(ENTRIES SHOWN begins)

PR #284, opened 2017-02-13
Correct generated UUID behavior

seanski:
This pull request is a quick fix for generated UUID fields.  The `PrimaryGeneratedColumn` decorator works correctly, and newly inserted UUIDs are returned with the entity.

### DIFF
--- a/src/driver/postgres/PostgresQueryRunner.ts
+++ b/src/driver/postgres/PostgresQueryRunner.ts
@@ -290,7 +290,9 @@ where constraint_type = 'PRIMARY KEY' and tc.table_catalog = '${this.dbName}'`;
                 .filter(dbColumn => dbColumn["table_name"] === tableSchema.name)
                 .map(dbColumn => {
                     const columnType = dbColumn["data_type"].toLowerCase() + (dbColumn["character_maximum_length"] !== undefined && dbColumn["character_maximum_length"] !== null ? ("(" + dbColumn["character_maximum_length"] + ")") : "");
-                    const isGenerated = dbColumn["column_default"] === `nextval('${dbColumn["table_name"]}_id_seq'::regclass)` || dbColumn["column_default"] === `nextval('"${dbColumn["table_name"]}_id_seq"'::regclass)`;
+                    const isGenerated = dbColumn["column_default"] === `nextval('${dbColumn["table_name"]}_id_seq'::regclass)` 
+                        || dbColumn["column_default"] === `nextval('"${dbColumn["table_name"]}_id_seq"'::regclass)` 
+                        || /^uuid\_generate\_v\d\(\)/.test(dbColumn["column_default"]);
 
                     const columnSchema = new ColumnSchema();
                     columnSchema.name = dbColumn["column_name"];
@@ -532,7 +534,7 @@ where constraint_type = 'PRIMARY KEY' and tc.table_catalog = '${this.dbName}'`;
 
         // update sequence generation
         if (oldColumn.isGenerated !== newColumn.isGenerated) {
-            if (!oldColumn.isGenerated) {
+            if (!oldColumn.isGenerated && newColumn.type !== "uuid") {
                 await this.query(`CREATE SEQUENCE "${tableSchema.name}_id_seq" OWNED BY "${tableSchema.name}"."${oldColumn.name}"`);
                 await this.query(`ALTER TABLE "${tableSchema.name}" ALTER COLUMN "${oldColumn.name}" SET DEFAULT nextval('"${tableSchema.name}_id_seq"')`);
             } else {
@@ -849,9 +851,9 @@ where constraint_type = 'PRIMARY KEY' and tc.table_catalog = '${this.dbName}'`;
      */
     protected buildCreateColumnSql(column: ColumnSchema, skipPrimary: boolean) {
         let c = "\"" + column.name + "\"";
-        if (column.isGenerated === true) // don't use skipPrimary here since updates can update already exist primary without auto inc.
+        if (column.isGenerated === true && column.type !== "uuid") // don't use skipPrimary here since updates can update already exist primary without auto inc.
             c += " SERIAL";
-        if (!column.isGenerated)
+        if (!column.isGenerated || column.type === "uuid")
             c += " " + column.type;
         if (column.isNullable !== true)
             c += " NOT NULL";
@@ -870,6 +872,8 @@ where constraint_type = 'PRIMARY KEY' and tc.table_catalog = '${this.dbName}'`;
                 c += " DEFAULT " + column.default + "";
             }
         }
+        if (column.isGenerated && column.type === "uuid" && !column.default)
+            c += " DEFAULT uuid_generate_v4()";
         return c;
     }
 
--- a/test/functional/uuid/uuid.ts
+++ b/test/functional/uuid/uuid.ts
@@ -7,10 +7,16 @@ import {createTestingConnections, closeTestingConnections} from "../../utils/tes
 describe("uuid type", () => {
 
     let connections: Connection[];
-    before(async () => connections = await createTestingConnections({
-        entities: [Record],
-        enabledDrivers: ["postgres"] // because only postgres supports jsonb type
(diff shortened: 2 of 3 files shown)


seanski:
Not sure why the build keeps hanging.  The tests are passing... not sure what I'm doing wrong.

src/driver/postgres/PostgresQueryRunner.ts
```diff
@@ -870,6 +870,8 @@ where constraint_type = 'PRIMARY KEY' and tc.table_catalog = '${this.dbName}'`;
                 c += " DEFAULT " + column.default + "";
             }
         }
+        if (column.isGenerated && column.type === "uuid")
```
pleerock: if column.default will be set it will break

src/driver/postgres/PostgresQueryRunner.ts
```diff
@@ -870,6 +870,8 @@ where constraint_type = 'PRIMARY KEY' and tc.table_catalog = '${this.dbName}'`;
...
+            c += " DEFAULT uuid_generate_v4()";
```
pleerock: is it only can be `uuid_generate_v4`? if there other functions like uuid_generate_v6 or something similar? If yes, then whats possibility that users may want to use that instead?

seanski: There are several other uuid functions, but everyone other ORM I have used uses the v4 function.  https://www.postgresql.org/docs/9.5/static/uuid-ossp.html... Fixing the other issue you brought up, still allowing for a default value to be set when generated, should give users the ability to use another uuid function.

test/functional/uuid/jsonb.ts
```diff
@@ -7,10 +7,17 @@ import {createTestingConnections, closeTestingConnections} from "../../utils/tes
...
-    }));
+    before(async () => {
+        connections = await createTestingConnections({
+            entities: [Record],
+            enabledDrivers: ["postgres"] // because only postgres supports jsonb type
+        });
+
+        connections.forEach(async connection => {
+            let queryRunner = await connection.driver.createQueryRunner();
+            await queryRunner.query(`CREATE extension IF NOT EXISTS "uuid-ossp"`);
```
pleerock: when you are creating your own query runner you need to release it. Probably thats why your test is hanging. But, probably better here just to call `connection.entityManager.query()` instead

test/functional/uuid/jsonb.ts
```diff
@@ -7,10 +7,17 @@ import {createTestingConnections, closeTestingConnections} from "../../utils/tes
...
 
     let connections: Connection[];
-    before(async () => connections = await createTestingConnections({
-        entities: [Record],
-        enabledDrivers: ["postgres"] // because only postgres supports jsonb type
-    }));
+    before(async () => {
+        connections = await createTestingConnections({
+            entities: [Record],
+            enabledDrivers: ["postgres"] // because only postgres supports jsonb type
```
pleerock: change comment - not jsonb, but uuid

src/driver/postgres/PostgresQueryRunner.ts
```diff
@@ -849,9 +849,9 @@ where constraint_type = 'PRIMARY KEY' and tc.table_catalog = '${this.dbName}'`;
      */
     protected buildCreateColumnSql(column: ColumnSchema, skipPrimary: boolean) {
         let c = "\"" + column.name + "\"";
-        if (column.isGenerated === true) // don't use skipPrimary here since updates can update already exist primary without auto inc.
+        if (column.isGenerated === true && column.type !== "uuid") // don't use skipPrimary here since updates can update already exist primary without auto inc.
             c += " SERIAL";
-        if (!column.isGenerated)
+        if (!column.isGenerated || (column.isGenerated === true && column.type === "uuid"))
```
pleerock: actually this expression can be simplified to `if (!column.isGenerated || column.type === "uuid")` and will work same and be easier to read

test/functional/uuid/jsonb.ts
pleerock: another question is, why need to execute this statement, do user always need to do this before he is going to use uuid? Isnt there a way not to do this and use uuid?

test/functional/uuid/jsonb.ts
```diff
@@ -7,10 +7,16 @@ import {createTestingConnections, closeTestingConnections} from "../../utils/tes
...
-        entities: [Record],
-        enabledDrivers: ["postgres"] // because only postgres supports jsonb type
-    }));
+    before(async () => {
+        connections = await createTestingConnections({
+            entities: [Record],
+            enabledDrivers: ["postgres"] // because only postgres supports uuid type
+        });
+
+        connections.forEach(async connection => {
```
pleerock: also you probably know that you are not awaiting here execution of `query` ? Because if you want to await it here you need to do: `await Promise.all(connections.map(async connection => ... ));` instead

test/functional/uuid/uuid.ts
```diff
@@ -7,10 +7,16 @@ import {createTestingConnections, closeTestingConnections} from "../../utils/tes
...
-        enabledDrivers: ["postgres"] // because only postgres supports jsonb type
-    }));
+    before(async () => {
+        connections = await createTestingConnections({
+            entities: [Record],
+            enabledDrivers: ["postgres"] // because only postgres supports uuid type
+        });
+
+        await Promise.all(connections.map(async connection => {
+            await connection.entityManager.query(`CREATE extension IF NOT EXISTS "uuid-ossp"`);
```
pleerock: now you even dont need async/await you can just do `connection => connection.entityManager.query(`CREATE extension IF NOT EXISTS "uuid-ossp"`);`

pleerock: or

```
connection => {
     return connection.entityManager.query(CREATE extension IF NOT EXISTS "uuid-ossp");
}
```

test/functional/uuid/jsonb.ts
seanski: In order to use the generate_uuid functions, you have to enable the uuid-ossp extension.  You may be able to configure travis to do this, but, even still, anyone who runs the tests locally will need to enable them manually.  It may be worth having the schema synchronizer do this automatically, but I haven't even looked at how that works yet.

test/functional/uuid/uuid.ts
```diff
@@ -7,10 +7,16 @@ import {createTestingConnections, closeTestingConnections} from "../../utils/tes
...
-        enabledDrivers: ["postgres"] // because only postgres supports jsonb type
-    }));
+    before(async () => {
+        connections = await createTestingConnections({
+            entities: [Record],
+            enabledDrivers: ["postgres"] // because only postgres supports uuid type
+        });
+
+        await Promise.all(connections.map(connection => {
+            connection.entityManager.query(`CREATE extension IF NOT EXISTS "uuid-ossp"`);
```
pleerock: you missed return!

pleerock: another question is, why need to execute this statement, do user always need to do this before he is going to use uuid? Isnt there a way not to do this and use uuid?

seanski:
@pleerock -- I answered this above, but it got hidden in an outdated diff: 

In order to use the generate_uuid functions, you have to enable the uuid-ossp extension. You may be able to configure travis to do this, but, even still, anyone who runs the tests locally will need to enable them manually. It may be worth having the schema synchronizer do this automatically, but I haven't even looked at how that works yet.

pleerock:
yeah, if users will use uuid and won't work they may ask question why. The best way to check if there any entity using uuid column and enable this extension. This should be easy fix

seanski:
Okay, cool... I'll look into that now.  Thanks!

galkowskit:
I just created a UUID `@PrimaryGeneratedColumn({ type: 'uuid' })`. It doesn't run `CREATE EXTENSION "uuid-ossp";` out of the box. After running this manually - it does work correctly.

pleerock:
right, we need additional code to determine if there is a uuid column used and run this query on app start. You can implement this feature or create an issue and wait until somebody will do that

PR #291, opened 2017-02-16
Adding count method

### LINKED ISSUE #290: Count method
I would LOVE to see a `count` method on the repositories, just just returns how many would match. Wouldnt need to any of the extra stuff that find does

aequasi:
Resolves #290


pleerock:
Tests are failing. Also make sure to add `count` method to entity manager as well

pleerock:
Awesome! Thank you! Will be released in next version

PR #337, opened 2017-03-09
refactored query builder - refactored JOIN part

AlexMesser:


johncoffee:
Hi @AlexMesser. Looks like this pull requests could be a super improvement. I would love to review all the changes to know what has improved, but it's impossible with 500+ files changed! Is it possible to avoid unnecessary renaming, to produce less changed files? I can't see the value in renaming `connection.entityManager` to `connection.manager`, or `generatedColumn.fullName` => `generatedColumn.databaseName`, etc.?
Otherwise keep up the good work.

pleerock:
Hi @johncoffee all changes made on this branch we made together with @AlexMesser (for example renaming connection.entityManager to connection.manager is what I did to simplify naming for users). We are refactoring codebase by the way, and its impossible to do good refactoring to produce better code style and structured code without having to renaming and move things around. 

Yeah I know this PR is hard to review, and this is because of all refactoring and changes we made from March. @AlexMesser and me will try to make smaller commits so for everyone else it will be easier to review this commit-by-commit.

PR #339, opened 2017-03-12
Fractional seconds#267

jmai00:
Adding Fraction seconds length option to datetime to possible DB:
- mysql
- mssql
- postgres


pleerock:
Hi, thank you for this PR. Why there are two PRs? #339 and #340 ? As I understood it should be a single PR, because second fixes this one's tests? Can you merge them?

src/driver/mysql/MysqlQueryRunner.ts
```diff
@@ -709,23 +709,37 @@ export class MysqlQueryRunner implements QueryRunner {
...
-
                 } else {
                     return "decimal";
-
                 }
             case "date":
-                return "date";
+                if (!typeOptions.length) {
+                    return "date";
+                } else if (typeOptions.length <= 6) {
```
pleerock: It seems to me that we should not put this logic, because if user will set length to `10` but database will generate him `date(6)` he will be confused why its not generating him proper value, and he will not be aware of it. Probably better just to pass value back to db and left its validation on it. Alternatively we can make our own validation during schema create time.

pleerock:
can #340 be closed? Also looks like tests are still failing

pleerock:
FYI still is failing....

jmai00:
I need help trying to figure out why it's failing. If the test is running against other DB, then i can't confirm the results that it should. But my unit test is from mysql db.

Issue #267, opened 2017-02-07
Support Time, Datetime, Timestamp for fractional seconds


jmai00:
The current TypeORM version doesn't support length in the column options for type time, timestamp, and datetime. MySql supports this use for storing decimal fractional seconds.

Time(3)
Timestamp(3)
Datetime(6)

pleerock:
This should be easy feature for contribution :stuck_out_tongue_winking_eye:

(ENTRIES SHOWN ends)

### TASK REQUIREMENTS
Transcribe the lines above between the line holding "This pull request is" and the line holding "-290,7 +290,9 @@", inclusive, exactly as they stand and with nothing added.

### ANSWER BELOW
This pull request is a quick fix for generated UUID fields.  The `PrimaryGeneratedColumn` decorator works correctly, and newly inserted UUIDs are returned with the entity.

### DIFF
--- a/src/driver/postgres/PostgresQueryRunner.ts
+++ b/src/driver/postgres/PostgresQueryRunner.ts
@@ -290,7 +290,9 @@ where constraint_type = 'PRIMARY KEY' and tc.table_catalog = '${this.dbName}'`;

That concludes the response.